L’objectif est d’emballer la fenêtre avec les informations au plus fort signal possible à chaque étape, pas d’être exhaustif.
Trois erreurs d’ingénierie de contexte que j’ai faites en production
1. Des horodatages flottants dans le préfixe stable. Je mettais Date actuelle : {{date}} en haut de mon prompt système. Cette chaîne change chaque jour, ce qui invalidait silencieusement mon cache de prompts toutes les 24 heures. Déplacez les informations volatiles — horodatages, ID utilisateur — à la fin du contexte, après le préfixe stable.
2. Traiter les sorties d’outils comme append-only. J’exécutais des boucles agentiques où chaque résultat d’appel d’outil restait dans le contexte. Au tour 8, le modèle raisonnait à partir d’un contexte composé à 80% de sorties d’outils obsolètes.
3. Ignorer l’évaluation lors des changements de contexte. Les changements de contexte sont des changements de comportement du modèle. J’exécute maintenant le même harnais d’évaluation sur les changements de contexte que sur les changements de prompt.

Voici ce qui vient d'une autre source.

PR #1829, opened 2026-08-08
fix(server): answer a sandbox call made after its budget is spent

naingthet:
Three background agent runs in a local build failed with `sandbox_execution_failed` / "sandbox tool checkpoint has no budget to park into", each exhausting all five attempts. Their journals are identical in shape: exactly 16 work rows (`MAX_SANDBOX_TOOL_CALLS`) spent producing a DOCX, a PDF, and a PPTX, then one more work-tool call after that tool had been withdrawn from the request.

## What went wrong

`park_sandbox_tool_calls` assumed withdrawal was a guarantee — "a step whose very first call has nothing left to spend has ignored a request that offered it no such tool at all" — and failed the run. It isn't a guarantee. Nothing in the request says a tool used to be there, and a model that has called `exec` on every step of a long transcript reads its sudden absence as an oversight rather than a rule.

The failure was also maximally expensive. The transcript is rebuilt from durable rows, so every retry replayed the same history into the same wall; all five attempts burned deterministically, and the files the run had already written under `output/` went with it.

## The fix

Two changes, one preventive and one structural:

- **Say it in words.** A request assembled while a budget is spent now carries a notice saying so and naming `done` as the move left. It is derived from the run's own row counts, so a replayed claim rebuilds an identical request.
- **Keep a row back.** `SANDBOX_TOOL_CALL_REFUSAL_RESERVE` gives each budget one durable row past what it may spend on executed calls. It is never advertised and never executes; the only thing written into it is a `tool_budget_exhausted` rejection, which the next step reads as an ordinary tool error. The store's own bound moves with it so the two cannot disagree.

The budget is unchanged as a bound — the over-budget call does not run, and no work is added. What changes is that the run survives to submit what it produced. Failing is still the outcome when the reserve is spent too, which now means the model ignored a refusal it could read.

## Tests

- New `a_call_made_after_the_budget_is_spent_is_refused_rather_than_failing_the_run` drives the production shape: budget spent, work tools gone from the request, model calls one anyway. Asserts the run is not failed, the receipt carries `tool_budget_exhausted`, the exhausted request states the budget is gone, and the next step completes the run.
- `a_sandbox_run_may_checkpoint_repeatedly_up_to_a_bounded_chain` now drives the bound including the reserve; the park past it is still refused.

Full `openwave-core` and `openwave-server` suites pass locally, plus clippy and rustfmt. No lockfile movement.

I could not reproduce this against a live provider — the three journals in the local database are the evidence, and the test encodes their shape.


naingthet:
Labelled `full-ci`: this changes the durable budget check in `park_agent_run_for_sandbox_tool_calls`, and the PostgreSQL turn-state lane is the only coverage of that path I cannot run locally.

PR #1853, opened 2026-08-10
feat(desktop): collapsible provider cards with per-model visibility

naingthet:
Settings → Providers gets the collapsible cards and per-model checklist from
decision record [0003 — Curated Model Visibility](docs/decisions/0003-curated-model-visibility.md),
built on the wire groundwork from #1834.

## What this does

- **Collapsible cards.** Every provider card collapses to one header row:
  chevron, provider mark, a summary, and a status pill. Expanding reveals the
  credential and configuration fields that were previously always on screen.
  Built bespoke rather than adding an accordion dependency; the chevron's
  rotation is dropped under `prefers-reduced-motion`. Expansion state persists
  per provider in `localStorage`, best-effort, following the sidebar's collapse
  preference. Cards open collapsed.
- **Header summary and status.** A connected provider reads "x of y models
  shown" (y = its catalog rows, x = the effectively visible ones); one without a
  credential reads "y models" and carries a **Set up** button in the collapsed
  header that opens the card and focuses its credential field.
- **Per-model checklist** under "Models in the picker": one row per catalog
  model — a checkbox and its display name — checked when effectively visible,
  plus a "Reset to defaults" link. The curated flag still decides what is
  checked by default; the panel does not editorialize about it. A footer note says hidden
  models stay usable in chats that already selected them.
- **Deep links.** `/settings/providers?provider=<kind>` opens that card and
  scrolls it into view; `&focus=credential` also focuses the credential input.
  Validated at the route, so an unknown value reaches the panel as nothing.
- **Effective visibility** lives in `src/modelVisibility.ts` — `isModelVisible`
  is the recommended flag flipped by an override — so the picker (separate PR)
  and this panel agree by construction.

## Write path

`model_visibility_overrides` is deviations-only and `PUT /settings` replaces it
wholesale, so every write sends the complete desired map: the panel starts from
the map it last read, adds or removes exactly the toggled model's entry, and
removes rather than rewrites the entry when a toggle returns a model to its
catalog default. Reset filters out exactly the keys of that provider's catalog
models and PUTs the remainder. Checkbox state is reconciled from the PUT
response; a failure toasts through `friendlyErrorMessage` and leaves the last
persisted state on screen.

Providers with no static catalog rows — the gateway, an unconfigured
OpenAI-compatible endpoint — keep their existing card contents and get neither
the checklist nor the "x of y" summary.

## Managed profiles

The managed branch is untouched: it still renders the static "configured by your
organization" message instead of editors. The checklist is not reachable there,
and deliberately so rather than awkwardly — a managed profile's models all come
from the gateway, whose card has no catalog rows to list, and the Providers
section is dropped from a managed rail entirely.

## Tests

- `ProvidersPanel.dom.test.tsx`: three added — a toggle writes the complete
  deviations-only map (another provider's override survives, and a model
  returned to its default loses its key rather than gaining a redundant one);
  reset removes exactly the card's own provider keys; a deep link expands the
  card it names and no other.
- `ProvidersPanel.dom.test.tsx`: existing tests now render through a
  `renderPanel` helper that opens the cards first, because a collapsed card
  shows no fields — no assertions changed.
- `ProvidersPanel.dom.test.tsx`: the reset test now matches the link by its
  "Reset to defaults" label, following the copy change away from "recommended"
  in user-facing text.
- `sections.test.ts`: one added for the providers search validator, covering
  that a non-string `provider` or an unknown `focus` reaches the panel as
  nothing.

## Unverified / incidental

- Rebased onto `main` after #1856 landed the same UI test-fixture fixes; this
  branch no longer carries them. The base is still red on `tsc` for a different
  reason — two parallel PRs each added `recommended` to the same fixture
  objects, so four test files now have duplicate keys (TS1117). #1862 fixes
  that; nothing here touches those files.
- Verified against a locally deduplicated base: `tsc --noEmit` clean, the full
  `pnpm test` suite (880 passing, 128 files), and `pnpm build`. Every remaining
  `tsc` error on this branch is one of the inherited TS1117 duplicates.
- The running app was not driven, so scroll-into-view and focus behavior on a
  real deep link are unconfirmed beyond the DOM tests.


naingthet:
Heads-up: main's desktop UI lane has been red since the last two fixture-extending merges crossed (duplicate object keys, TS1117). #1862 dedupes just those keys to unblock the lane — it overlaps your files but should rebase trivially, and none of your scope is touched. Your PR shows as conflicting against current main, so it needs a rebase before its auto-merge can fire either way.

Mon flux de travail d’ingénierie de contexte en pratique
Avant d’écrire une seule ligne de code d’agent, j’esquisse les couches de contexte :
Prompt système : ~500 tokens, stable, mis en cache
Budget historique : ~2000 tokens max, résumé après chaque étape
Contexte récupéré : ~1000-3000 tokens par étape, fragments pertinents uniquement
Budget sorties : étape actuelle uniquement, résumé vers l'avantLa question de sélection du modèle vient après. Une fois que je sais quelle ingénierie de contexte je dois faire, je choisis le modèle le moins cher qui maintient le seuil de fiabilité.
FAQ
Quelle est la différence entre l’ingénierie de prompts et l’ingénierie de contexte ?
L’ingénierie de prompts se concentre sur la formulation de votre prompt système et des messages utilisateur. L’ingénierie de contexte est la discipline plus large : décider quelles informations entrent dans la fenêtre de contexte complète — y compris l’historique de conversation, les données récupérées et les sorties des outils — dans quel ordre et à quel coût en tokens.

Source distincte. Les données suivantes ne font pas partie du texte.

Issue #1868, opened 2026-08-10
server+cli: attachments and deliverable/output export as shared server routes


naingthet:
Implements part 5 of decision record 5 (docs/decisions/0005, PR #1864 — don't start before it merges).

File attachment and deliverable/output handling are Tauri commands today (`crates/openwave-desktop/src/attachments.rs`, `image_attachments.rs`, `deliverables.rs` — the latter reads `openwave-core::Store` directly), so neither is reachable headlessly even though storage is core/server-side.

Scope:
- Attachment: CLI takes file-path arguments and feeds the same document-ingest routes the desktop UI uses.
- Deliverables/outputs: listing, reading, revision history, restore, and export-to-path become server routes plus CLI subcommands. The desktop's Tauri handlers are then rewritten as callers of the same new routes (native save dialogs stay desktop-side; the write-to-path logic moves) — this is real desktop migration work, not just CLI addition.

Validation: one end-to-end — a headless turn produces an output, the CLI lists its revisions and exports it to a path, and the desktop sees the same history against the same data dir.

PR #1871, opened 2026-08-10
test(desktop): enforce the native-only tauri command allowlist

### LINKED ISSUE #1870: ci: parity gate — tauri command allowlist check
Implements the enforcement mechanism from part 1 of decision record 5 (docs/decisions/0005, PR #1864 — don't start before it merges).

The record closes the set of legitimate native-only Tauri commands (OS pickers, keychain/code-signing plumbing, auto-updater, window/attention, office-converter and Node installers, local voice, debug-bundle save dialogs). Everything else must land as server routes. Without enforcement this drifts silently — the ~34 existing `#[tauri::command]` handlers in `crates/openwave-desktop/src/*.rs` accreted exactly that way.

Scope: a check (test or CI step in the Rust lane) that the set of `#[tauri::command]` functions is a subset of an explicit, in-repo allowlist file, so a new desktop-only feature fails CI until the list is consciously amended or the feature gets routes. Seed the allowlist from the current inventory; each entry gets a one-line justification. Keep it cheap — a grep-shaped unit test is fine; don't build a proc-macro registry for this.

Validation: adding an unlisted `#[tauri::command]` fails; the failure message names the allowlist and the record.

naingthet:
Part 1 of decision record 5's enforcement: a check that the set of
`#[tauri::command]` handlers stays a subset of an explicit, in-repo
allowlist, so a new desktop-only feature fails the Rust lane until it is
either given server routes or the list is consciously amended.

**The gate.** `crates/openwave-desktop/native-only-commands.txt` lists every
command as `name: justification`, grouped by which native capability it
needs, with a header explaining the rule. `command_parity.rs` (a
`#[cfg(test)]` module in the desktop crate) walks `src/` textually for
`#[tauri::command]`, resolves the following function name, and fails in both
directions: an unlisted command, and an allowlist entry whose command is
gone. Both failure messages name the allowlist file and the record, so the
fix path needs no searching. The scan tolerates `fn`/`pub fn`/`pub(crate)
fn`, `async`, and doc comments or attributes between the attribute and the
signature. No proc macro, no registry, no CI workflow change — it runs in the
existing desktop test lane.

Verified by adding a throwaway command in an unrelated module: the test fails
and names it with its file.

**Observed debt.** Seeding the list surfaced commands that do not fit the
record's closed native-only set. They are allowlisted with a `TODO(record 5)`
justification rather than refactored here — migrating them is the record's
item 4/5 work, not this change:

- Output/deliverable handling, all `Store`-direct (record item 5 moves these
  to routes): `list_deliverables`, `read_deliverable`, `read_deliverable_file`,
  `list_output_revisions`, `read_output_revision`, `restore_output_revision`,
  `save_output_revision`, `delete_output`, `restore_output`.
- Host-broker reads and mutations with no native dialog (record item 4 gives
  folders a headless consent path): `list_connected_folders`,
  `list_approved_folders`, `list_capability_consents`,
  `revoke_capability_consent`, `disconnect_folder`, `forget_folder`,
  `purge_deleted_conversation_subject`.
- `publish_chat_image`, which publishes pasted image bytes from the renderer
  with no native shell involvement.

Everything else is justified against the closed set: OS pickers and save
dialogs, folder consent dialogs, host-side execution of client-executed tool
calls, the office-converter and Node installers, the auto-updater, native
window attention, and the `server_info` bootstrap that hands the renderer the
address and token every HTTP route is reached through.

Closes #1870

### DIFF
--- a/crates/openwave-desktop/native-only-commands.txt
+++ b/crates/openwave-desktop/native-only-commands.txt
@@ -1,0 +1,77 @@
+# Native-only Tauri commands.
+#
+# Decision record 5 (docs/decisions/0005-cli-headless-feature-parity.md) makes
+# the server HTTP/WS API the canonical product surface: a feature has
+# CLI/headless parity when it is reachable through `openwave-server` routes.
+# A `#[tauri::command]` is reserved for what genuinely needs the native shell —
+# OS file/folder pickers, keychain and code-signing plumbing, the auto-updater,
+# native window/attention control, the office-converter and Node runtime
+# installers, local voice capture, and debug-bundle save dialogs. Anything else
+# arriving as a Tauri command is a parity bug.
+#
+# Every `#[tauri::command]` in `crates/openwave-desktop/src/` must appear here
+# with a one-line justification, and every line here must still name a command
+# in the source. `command_parity::allowlist_covers_every_tauri_command` enforces
+# both directions.
+#
+# Adding a line is a conscious amendment, not a formality: if the command is not
+# native-only, it belongs behind a server route instead. Lines marked
+# `TODO(record 5)` are commands that already existed when the gate landed and do
+# not fit the closed native-only set — they are recorded debt to migrate, not
+# precedent for new ones.
+#
+# Format: one `name: justification` per line; `#` starts a comment.
+
+# Shell bootstrap and native window control
+server_info: hands the renderer the embedded server's address and per-launch token — the handshake that makes every HTTP route reachable, so it cannot itself be one.
+request_user_attention: native window attention hint when a parked question needs the user.
+
+# OS pickers, drops, and save dialogs
+attach_chat_files: opens the OS file picker; only the native shell can turn a user's file choice into readable paths.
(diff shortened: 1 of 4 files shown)


naingthet:
Reviewed the full diff. The gate does what record 5 asks: both directions enforced (unlisted command, stale entry), duplicate detection, and the failure text points at the allowlist and the record so the fix path is obvious. The debt section is honest — 17 entries, none refactored here, which is the right scope split.

Two notes for the stack:

- #1868 (in flight) migrates the nine store-direct deliverable/output commands this file records as debt. Whichever of these two PRs lands second must drop the corresponding TODO lines, or the stale-entry check fails at integration. Flagging now so it isn't a surprise.
- On the judgment calls: keeping `resolve_folder_access_request` / `resolve_output_writeback_request` native-only is right — they are the host-broker boundary itself, not a missing route. `copy_chat_debug_bundle` riding the clipboard user gesture is also fine as listed.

Quelle doit être la taille de mon prompt système ?
Aussi petit que possible tout en étant spécifique. Je vise moins de 800 tokens pour la plupart des agents. Un prompt système qui essaie d’anticiper chaque scénario finit par être trop long pour être lu de manière fiable par le modèle.
L’ingénierie de contexte compte-t-elle plus pour certains modèles que pour d’autres ?

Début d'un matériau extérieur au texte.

PR #1873, opened 2026-08-10
feat(cli): unattended print-mode protocol with permission modes and NDJSON driving

### LINKED ISSUE #1865: cli: print-mode unattended protocol (permission mode flag, NDJSON driving, typed exits)
Implements part 2 of decision record 5 (docs/decisions/0005, PR #1864 — the record's merge accepts the design; don't start before it lands).

This is the load-bearing slice for the goal of coding agents driving OpenWave headlessly to test behavior. Today `openwave -p` auto-rejects every approval (`crates/openwave-cli/src/print.rs`, `REJECTION_REASON`) and **cancels the turn** on `PlanProposed` / `UserQuestionsAsked` (`print.rs:161-169`), so any scenario touching plans, questions, or ask-mode approvals cannot run unattended.

Scope:
- `--permission-mode ask|auto|allow|plan` on `-p`, mapping to the existing per-chat permission modes (`PATCH /chats/{id}`) — no new permission vocabulary.
- NDJSON driving: with `--output-format json`, emit approval requests, plan proposals, and user questions as events; accept decision lines on stdin (answer via the existing `POST .../approvals/{call_id}`, `.../plans/pending/decision`, `.../questions/pending/answer` routes the TUI already calls in `crates/openwave-cli/src/api/client.rs`).
- Undriven defaults, stated and typed: in ask mode with no driver, approvals stay rejected; plans/questions terminate the turn with a distinct exit code and machine-readable reason — never a silent cancel.
- The NDJSON protocol is a wire contract; document it in `docs-site/content/docs/headless.mdx`, including the dev-harness recipe (isolated `OPENWAVE_DATA_DIR`, `OPENWAVE_KEYCHAIN_MOCK` for debug builds, allow mode).

Validation per the record: a driven session answers a plan proposal over stdin and the turn continues — assert the decision came from the driver's stdin line, not from policy; an undriven ask-mode question run exits with the documented code and reason payload.

naingthet:
Part 2 of decision record 5: `openwave -p` becomes a protocol an agent or script can drive, instead of a demo that dies at the first interaction point. Stacked on #1864 (the record) — base is `adr/cli-headless-parity`.

Before this, print mode auto-rejected every approval and *cancelled the turn* on a plan proposal or a question, with nothing machine-readable saying so. Any scenario touching plans, questions, or ask-mode approvals was unreachable headlessly.

## Permission mode

`-p` takes `--permission-mode ask|auto|allow|plan`, applied to the chat via the existing permission-mode patch before the turn is posted (so a run that asks for `allow` and cannot get it fails rather than quietly running as `ask`). No new permission vocabulary: these are the chat's own four modes.

## Driving protocol

Driving is on when `--output-format json` is set **and** stdin is not a terminal. A terminal on stdin means a person ran the command by hand and no decision lines are coming; an input stream that ends without answering is treated the same as no driver, which is what keeps `… --output-format json < /dev/null` from blocking forever.

Requests go out on stdout, mixed into the NDJSON event stream. Every CLI-authored line carries `"openwave":"v1"` — that tag is what distinguishes a control event from a journal frame (`seq`/`event`) and is how the protocol gets versioned:

```json
{"openwave":"v1","type":"approval_request","call_id":"…","action":"exec","approval":"…","grant_rungs":[…],"preview":{…}}
{"openwave":"v1","type":"plan_proposal","call_id":"…","title":"…","plan":"…"}
{"openwave":"v1","type":"questions_asked","call_id":"…","questions":[{"id":"…","question":"…","options":[…],"question_type":"single","allow_free_form":true}]}
{"openwave":"v1","type":"error","message":"…"}
{"openwave":"v1","type":"halted","reason":"plan_undriven","exit_code":3,"call_id":"…","message":"…"}
```

Decision lines come back on stdin, one JSON object per line, and drive the same approval/plan/question routes the TUI calls:

```json
{"type":"approval","call_id":"…","decision":"approve","grant":"exact_action"}
{"type":"plan","call_id":"…","decision":"reject","feedback":"split it in two"}
{"type":"questions","call_id":"…","answers":[{"question_id":"target","selected_option_ids":["staging"],"custom_answer":"canary first"}]}
```

`call_id` is optional (only one interaction is ever outstanding) but naming a *different* call is an error, not a redirect. Unknown fields are ignored so a newer driver can send more; an unknown `type` or verdict is refused with an `error` event and the next line is read, so a malformed line never decides anything by itself.

## Undriven defaults

Stated, and typed:

- Approvals are still rejected with `non-interactive print mode`, so the model can pick another route instead of hanging.
- A plan or a question ends the run with a `halted` object naming the reason — to stdout under JSON output, to stderr under text output — and the turn is cancelled. Never a silent cancel.

## Exit codes

| Code | Meaning |
| --- | --- |
| `0` | The turn completed. |
| `1` | The turn failed, was refused, or was cancelled. |
| `2` | Usage error. |
| `3` | Parked on a plan or question with no driver (`plan_undriven` / `questions_undriven`). |
| `4` | A decision was made but could not be applied (`decision_failed`). |
| `130` | Interrupted. |

`3` and `4` are new. Both undriven reasons share `3` — it is one fact ("nobody was there to answer") and the `reason` field separates them.

## Tests

Two, both at the protocol seam:

- `a_driven_plan_proposal_is_settled_by_the_stdin_line` — the proposal is emitted with its content, a mismatched line is reported rather than applied, and the decision the run carries out is the one the *line* asked for. It rejects with feedback on purpose: a build that answered plans from policy could only accept or halt, so neither could produce that decision. The turn is not cancelled.
- `an_unanswered_question_halts_with_its_reason` — an unattached driver and one whose input ends both yield no decision, and the resulting halt carries `reason: questions_undriven` and `exit_code: 3`. The reason payload is asserted, not just the code.

Plus two small parser tests covering the contract's refusal rules (wrong kind, wrong call).

What is **not** covered here: a full process-level run that reaches a real plan proposal needs a stub model provider, and the only ones that exist live inside `openwave-server`'s private test module. Record 5's end-to-end validation (`allow`-mode turn on a fresh data dir, journal shows the completed turn) needs that harness and is not in this PR.

## Docs

`docs-site/content/docs/headless.mdx` documents the flags, both directions of the protocol, the undriven defaults, the exit-code table, and a dev-harness recipe (isolated `OPENWAVE_DATA_DIR`, `OPENWAVE_KEYCHAIN_MOCK` with its debug-only caveat, `--permission-mode allow`). `OPENWAVE_KEYCHAIN_MOCK` is now in the environment table.

Closes #1865

### DIFF
--- a/crates/openwave-cli/src/main.rs
+++ b/crates/openwave-cli/src/main.rs
@@ -23,9 +23,12 @@
 //! fresh chat, and `--chat` resumes one by id.
 //!
 //! `openwave -p "<prompt>"` runs one turn without a terminal: same engine, no
-//! interaction. stdout carries the assistant's text (or, with
+//! terminal. stdout carries the assistant's text (or, with
 //! `--output-format json`, the turn's event stream as NDJSON), and the exit
-//! status says whether the turn completed.
+//! status says whether the turn completed. `--permission-mode` sets the chat's
+//! permission mode for the run, and under `--output-format json` a driving
+//! process answers approvals, plans, and questions over stdin — see
+//! [`print::protocol`].
 
 use std::ffi::OsStr;
 use std::path::PathBuf;
@@ -42,7 +45,8 @@ use print::OutputFormat;
 
 const USAGE: &str = "usage: openwave serve\n       openwave mcp <workspace>\n       openwave \
                      rehome-secrets\n       openwave tui [--chat <id> | --new]\n       openwave -p \
-                     <prompt> [--chat <id>] [--output-format text|json]";
+                     <prompt> [--chat <id>] [--output-format text|json]\n                  \
+                     [--permission-mode ask|auto|allow|plan]";
 
 #[tokio::main]
 async fn main() {
@@ -121,6 +125,7 @@ async fn run() -> Result<i32> {
             };
             let mut chat = None;
             let mut format = OutputFormat::Text;
+            let mut permission_mode = None;
             while let Some(flag) = args.next() {
                 if flag == OsStr::new("--chat") {
                     let Some(id) = args.next() else {
@@ -138,11 +143,23 @@ async fn run() -> Result<i32> {
                         Some(value) => format = value,
                         None => usage_error("--output-format expects text or json"),
                     }
+                } else if flag == OsStr::new("--permission-mode") {
+                    let Some(value) = args.next() else {
+                        usage_error("--permission-mode requires ask, auto, allow, or plan");
+                    };
+                    // The wire tokens are the chat's own permission-mode
+                    // vocabulary; the CLI adds nothing to it.
+                    match value.to_string_lossy().as_ref() {
+                        mode @ ("ask" | "auto" | "allow" | "plan") => {
+                            permission_mode = Some(mode.to_owned());
+                        }
+                        _ => usage_error("--permission-mode expects ask, auto, allow, or plan"),
+                    }
                 } else {
                     usage_error(&format!("unknown print-mode argument {flag:?}"));
                 }
             }
-            print::run(prompt, chat, format).await
+            print::run(prompt, chat, format, permission_mode).await
         }
         Some(other) => {
             usage_error(&format!("unknown command {other:?}"));
--- a/crates/openwave-cli/src/print.rs
+++ b/crates/openwave-cli/src/print.rs
@@ -1,4 +1,4 @@
-//! `openwave -p "<prompt>"` — one non-interactive turn.
+//! `openwave -p "<prompt>"` — one unattended turn.
 //!
 //! Boots the same in-process server `openwave serve` runs and drives one turn
 //! over the loopback API, then exits with a status that says how the turn ended.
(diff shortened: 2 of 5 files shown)


naingthet:
Reviewed the full diff — this is the wire contract for record 5 part 2, so I read it as one.

What holds up well:
- The `openwave: v1` tag on every CLI-authored line is the right disambiguator against journal frames, and gives us versioning without guessing later.
- Refusing (with an `error` event) rather than approximately applying malformed/mismatched decision lines, and treating a named-but-different `call_id` as an error instead of a redirect.
- EOF/closed-stdin collapsing to the undriven policy — `< /dev/null` behaves exactly as documented, and once the channel closes the driver never re-blocks.
- `halted` carrying reason + exit code in both output formats, and the parked turn always being cancelled so it can't outlive the process.
- Approval-apply failures continue the turn while plan/answer-apply failures halt with code 4 — the asymmetry is correct and the comment explains it.

Accepted trade-offs worth stating: in undriven JSON mode the `approval_request` events are never emitted (only the stderr notice) — fine, since a consumer that wants them attaches a driver; and both undriven reasons sharing exit 3 with `reason` separating them is the right economy.

The known gap is the record's end-to-end validation (allow-mode turn, fresh data dir, journal shows completion) — blocked on a reusable stub model provider. Filing a follow-up issue so it doesn't evaporate when this closes #1865.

Elle compte pour tous, mais les enjeux sont plus importants avec les modèles plus petits. Un grand modèle frontier peut parfois se remettre d’un contexte mal structuré ; un modèle plus petit avec un budget plus serré ne peut pas.
Comment savoir si mon ingénierie de contexte fonctionne ?
Suivez les mêmes métriques que vous suivriez pour tout changement de fiabilité : taux de réussite sur votre ensemble d’évaluation, coût par résultat réussi et distribution des erreurs par étape.
Dois-je toujours compresser ou résumer l’historique ?
Pour les agents transactionnels courts : non. Pour les agents multi-tours qui s’exécutent sur plus de 5-6 échanges : oui, toujours. La règle générale que j’utilise — une fois que le budget d’historique dépasse 30% de mon budget de contexte total, je commence à résumer.